INSTRUCTIONS TO FOLLOW. Reproduce without change the lines in the material below that run from the one with "(diff shortened: 1 of 3 files shown)" to the end, and nothing more.

SUPPLIED DATA.
==================================================

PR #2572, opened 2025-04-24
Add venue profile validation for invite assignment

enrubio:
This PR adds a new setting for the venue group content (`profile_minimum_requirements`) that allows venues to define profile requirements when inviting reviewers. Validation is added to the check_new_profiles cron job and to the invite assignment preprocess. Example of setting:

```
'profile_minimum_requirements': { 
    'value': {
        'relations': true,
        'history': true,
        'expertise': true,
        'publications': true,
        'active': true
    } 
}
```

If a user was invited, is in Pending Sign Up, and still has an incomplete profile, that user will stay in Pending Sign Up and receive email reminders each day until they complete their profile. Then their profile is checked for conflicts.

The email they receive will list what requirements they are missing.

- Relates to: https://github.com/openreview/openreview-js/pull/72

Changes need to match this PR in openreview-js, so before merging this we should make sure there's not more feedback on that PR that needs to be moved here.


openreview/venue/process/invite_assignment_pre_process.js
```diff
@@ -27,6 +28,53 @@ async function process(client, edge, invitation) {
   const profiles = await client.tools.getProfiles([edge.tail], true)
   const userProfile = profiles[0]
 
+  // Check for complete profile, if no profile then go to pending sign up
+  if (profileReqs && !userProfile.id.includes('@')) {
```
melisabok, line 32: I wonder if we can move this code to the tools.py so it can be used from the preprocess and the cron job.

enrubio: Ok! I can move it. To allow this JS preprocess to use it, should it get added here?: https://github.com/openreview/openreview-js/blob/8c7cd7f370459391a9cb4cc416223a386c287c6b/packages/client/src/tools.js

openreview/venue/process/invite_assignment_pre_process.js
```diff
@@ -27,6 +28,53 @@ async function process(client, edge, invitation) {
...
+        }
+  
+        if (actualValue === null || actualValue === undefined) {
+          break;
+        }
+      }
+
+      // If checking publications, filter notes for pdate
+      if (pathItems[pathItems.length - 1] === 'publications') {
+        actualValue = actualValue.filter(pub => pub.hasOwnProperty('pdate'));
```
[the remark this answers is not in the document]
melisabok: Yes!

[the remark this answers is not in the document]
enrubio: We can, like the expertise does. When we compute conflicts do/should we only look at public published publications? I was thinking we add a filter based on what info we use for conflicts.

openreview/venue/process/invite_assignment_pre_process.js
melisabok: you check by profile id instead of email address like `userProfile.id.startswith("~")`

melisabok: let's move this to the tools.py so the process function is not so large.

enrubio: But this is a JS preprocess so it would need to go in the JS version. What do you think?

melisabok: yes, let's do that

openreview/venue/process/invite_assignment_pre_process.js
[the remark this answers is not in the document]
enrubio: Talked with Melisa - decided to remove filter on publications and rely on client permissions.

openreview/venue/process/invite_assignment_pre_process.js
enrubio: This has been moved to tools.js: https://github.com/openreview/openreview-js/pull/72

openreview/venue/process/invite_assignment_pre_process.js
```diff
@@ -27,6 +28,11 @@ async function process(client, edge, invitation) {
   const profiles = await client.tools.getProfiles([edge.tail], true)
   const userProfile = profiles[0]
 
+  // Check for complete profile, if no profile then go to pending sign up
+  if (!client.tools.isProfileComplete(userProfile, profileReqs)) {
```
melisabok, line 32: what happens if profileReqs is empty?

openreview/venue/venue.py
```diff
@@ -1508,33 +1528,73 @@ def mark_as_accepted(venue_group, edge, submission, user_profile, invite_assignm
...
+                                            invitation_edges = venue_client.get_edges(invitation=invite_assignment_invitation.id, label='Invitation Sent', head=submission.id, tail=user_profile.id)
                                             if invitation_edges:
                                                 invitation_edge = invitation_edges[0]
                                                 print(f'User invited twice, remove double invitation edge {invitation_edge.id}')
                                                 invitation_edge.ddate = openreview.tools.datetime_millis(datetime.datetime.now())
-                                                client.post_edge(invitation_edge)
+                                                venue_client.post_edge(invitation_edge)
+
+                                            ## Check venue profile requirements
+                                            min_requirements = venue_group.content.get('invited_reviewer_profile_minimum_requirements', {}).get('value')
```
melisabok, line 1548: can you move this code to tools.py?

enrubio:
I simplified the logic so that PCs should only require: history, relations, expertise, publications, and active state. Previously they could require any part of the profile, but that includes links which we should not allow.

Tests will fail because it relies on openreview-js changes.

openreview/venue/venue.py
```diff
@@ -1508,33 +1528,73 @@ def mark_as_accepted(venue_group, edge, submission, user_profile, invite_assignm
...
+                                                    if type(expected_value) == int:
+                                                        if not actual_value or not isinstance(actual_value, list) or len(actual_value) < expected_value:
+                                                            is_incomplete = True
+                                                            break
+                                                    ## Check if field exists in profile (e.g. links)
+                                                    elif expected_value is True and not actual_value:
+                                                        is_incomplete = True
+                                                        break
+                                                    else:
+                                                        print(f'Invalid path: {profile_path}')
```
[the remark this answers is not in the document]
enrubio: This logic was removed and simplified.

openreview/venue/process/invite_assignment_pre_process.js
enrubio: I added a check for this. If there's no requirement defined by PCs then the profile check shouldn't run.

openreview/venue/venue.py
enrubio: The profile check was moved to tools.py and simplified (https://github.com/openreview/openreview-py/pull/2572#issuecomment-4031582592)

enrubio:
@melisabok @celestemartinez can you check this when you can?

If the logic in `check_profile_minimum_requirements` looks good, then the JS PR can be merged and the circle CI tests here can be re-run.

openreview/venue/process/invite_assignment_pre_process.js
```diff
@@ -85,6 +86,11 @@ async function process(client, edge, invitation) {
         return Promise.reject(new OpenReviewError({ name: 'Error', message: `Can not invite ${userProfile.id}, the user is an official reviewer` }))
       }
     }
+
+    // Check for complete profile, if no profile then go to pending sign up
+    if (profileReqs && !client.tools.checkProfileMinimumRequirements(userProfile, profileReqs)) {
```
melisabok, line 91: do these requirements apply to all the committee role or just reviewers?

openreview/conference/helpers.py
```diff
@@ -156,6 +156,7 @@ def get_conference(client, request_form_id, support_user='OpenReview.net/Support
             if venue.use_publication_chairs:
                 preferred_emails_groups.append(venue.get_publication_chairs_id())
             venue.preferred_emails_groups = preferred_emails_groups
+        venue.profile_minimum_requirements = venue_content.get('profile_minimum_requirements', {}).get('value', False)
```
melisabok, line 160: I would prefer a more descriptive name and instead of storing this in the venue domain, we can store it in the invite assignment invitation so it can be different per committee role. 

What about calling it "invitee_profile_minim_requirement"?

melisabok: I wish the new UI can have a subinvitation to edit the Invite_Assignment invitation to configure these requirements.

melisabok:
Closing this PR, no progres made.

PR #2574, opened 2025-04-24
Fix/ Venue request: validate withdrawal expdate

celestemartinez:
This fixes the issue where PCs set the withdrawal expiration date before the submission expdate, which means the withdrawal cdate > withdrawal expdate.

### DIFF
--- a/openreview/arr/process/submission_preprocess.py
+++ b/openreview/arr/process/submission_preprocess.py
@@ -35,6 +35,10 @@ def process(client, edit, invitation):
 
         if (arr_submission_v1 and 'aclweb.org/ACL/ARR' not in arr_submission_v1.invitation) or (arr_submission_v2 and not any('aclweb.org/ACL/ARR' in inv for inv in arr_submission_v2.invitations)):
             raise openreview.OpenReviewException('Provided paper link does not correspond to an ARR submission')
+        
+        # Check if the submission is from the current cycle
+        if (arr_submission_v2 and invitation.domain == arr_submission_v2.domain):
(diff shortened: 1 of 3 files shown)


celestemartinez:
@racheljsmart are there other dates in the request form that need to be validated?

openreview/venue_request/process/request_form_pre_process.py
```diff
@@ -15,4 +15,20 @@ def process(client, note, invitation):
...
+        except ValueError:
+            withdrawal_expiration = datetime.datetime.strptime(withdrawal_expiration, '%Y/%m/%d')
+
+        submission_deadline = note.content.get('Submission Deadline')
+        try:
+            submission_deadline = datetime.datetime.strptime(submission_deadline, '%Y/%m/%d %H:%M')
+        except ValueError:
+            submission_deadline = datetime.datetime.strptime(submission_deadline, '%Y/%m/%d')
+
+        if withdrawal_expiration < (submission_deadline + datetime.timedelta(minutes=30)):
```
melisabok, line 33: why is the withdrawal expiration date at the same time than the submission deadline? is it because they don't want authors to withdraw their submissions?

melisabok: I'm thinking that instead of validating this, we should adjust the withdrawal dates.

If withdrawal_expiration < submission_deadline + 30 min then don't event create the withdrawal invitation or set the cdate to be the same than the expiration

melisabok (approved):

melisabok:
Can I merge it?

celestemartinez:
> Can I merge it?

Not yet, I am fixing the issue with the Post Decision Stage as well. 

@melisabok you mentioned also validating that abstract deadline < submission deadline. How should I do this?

==================================================

RESULT OF THE EXERCISE.
(diff shortened: 1 of 3 files shown)


celestemartinez:
@racheljsmart are there other dates in the request form that need to be validated?

openreview/venue_request/process/request_form_pre_process.py
```diff
@@ -15,4 +15,20 @@ def process(client, note, invitation):
...
+        except ValueError:
+            withdrawal_expiration = datetime.datetime.strptime(withdrawal_expiration, '%Y/%m/%d')
+
+        submission_deadline = note.content.get('Submission Deadline')
+        try:
+            submission_deadline = datetime.datetime.strptime(submission_deadline, '%Y/%m/%d %H:%M')
+        except ValueError:
+            submission_deadline = datetime.datetime.strptime(submission_deadline, '%Y/%m/%d')
+
+        if withdrawal_expiration < (submission_deadline + datetime.timedelta(minutes=30)):
```
melisabok, line 33: why is the withdrawal expiration date at the same time than the submission deadline? is it because they don't want authors to withdraw their submissions?

melisabok: I'm thinking that instead of validating this, we should adjust the withdrawal dates.

If withdrawal_expiration < submission_deadline + 30 min then don't event create the withdrawal invitation or set the cdate to be the same than the expiration

melisabok (approved):

melisabok:
Can I merge it?

celestemartinez:
> Can I merge it?

Not yet, I am fixing the issue with the Post Decision Stage as well. 

@melisabok you mentioned also validating that abstract deadline < submission deadline. How should I do this?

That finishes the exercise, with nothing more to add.